Les valvulopathies rhumatismales, séquelles du rhumatisme articulaire aigu (RAA) représentent l’une des principales pathologies cardio-vasculaires des enfants et des adultes jeunes dans la plupart des pays en voie de développement. Elles constituent un lourd fardeau sanitaire socio-économique pour ces pays [1, 2].
La forte prévalence de ces valvulopathies dans la population d’âge scolaire constitue un problème préoccupant de santé publique comme en témoignent certains travaux africains [2, 3, 4, 5]. La plupart de ces études épidémiologiques se sont basées sur l’examen clinique d’enfants d’âge scolaire avec confirmation échographique des cas suspects, et ont estimé la prévalence des valvulopathies rhumatismales à environ 1 à 5 pour 1000. Les taux les plus élevées sont enregistrés en Afrique subsaharienne [6]. Des études récentes, effectuées au Cambodge et au Mozambique, basées sur le dépistage échographique systématique comparées au dépistage clinique, suggèrent que le dépistage échographique pourrait détecter environ 10 fois plus de valvulopathies rhumatismales que le dépistage clinique chez les enfants d’âge scolaire de l’Asie du Sud-Est et de l’Afrique subsaharienne [1].
Au Sénégal malgré une meilleure prise en charge du RAA, le pays paie encore un lourd tribut à cette pathologie.
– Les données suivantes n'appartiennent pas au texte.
PR #2412, opened 2015-06-15
kallisto: fix sha256 mismatch.

ntkme:
This PR fixes the SHA256 mismatch.


sjackman:
Thanks for your contribution, @ntkme

Issue #1593, opened 2014-12-30
Formula that fails_with :clang and depends on C++ library built with clang fail


sjackman:
# Affected formula

Formula | Dependency | Issue
---|---|---
abyss | google-sparsehash | #2332
amos | boost | #485
augustus | boost | #1373
blasr | hdf5 | #2415
bless | google-sparsehash | #1839
diamond | boost | #1909
garli | ncl | #1538
htqc | boost | #1595
meraculous | boost | #1695
mira | boost | #1148
quorum | jellyfish | #1661
sailfish | boost | #1555

sjackman:
@Homebrew/owners These formula fail to build with clang, and so are built with GCC by default, but they have C++ dependencies (libraries) that are built with clang by default. These formula then get link errors and fail to build. Is there a solution to this issue?

mikemcquaid:
Given what you've said: I don't think so, no.

sjackman:
Has this issue not come up in Homebrew/homebrew?

mistydemeo:
We have a policy of no longer accepting software that doesn't build with clang.

mikemcquaid:
At this point software that doesn't build with `clang` can't really be considered to be ported to OSX.

sjackman:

Cependant, malgré la nécessité de disposer de données épidémiologiques pour améliorer les stratégies de santé publique, une seule étude sur la prévalence échographique des valvulopathies rhumatismales en population générale a été réalisée au mois de Mars 2010 [7]. Cette étude réalisée dans les écoles publiques de Dakar a trouvé une prévalence de 7,5 pour mille.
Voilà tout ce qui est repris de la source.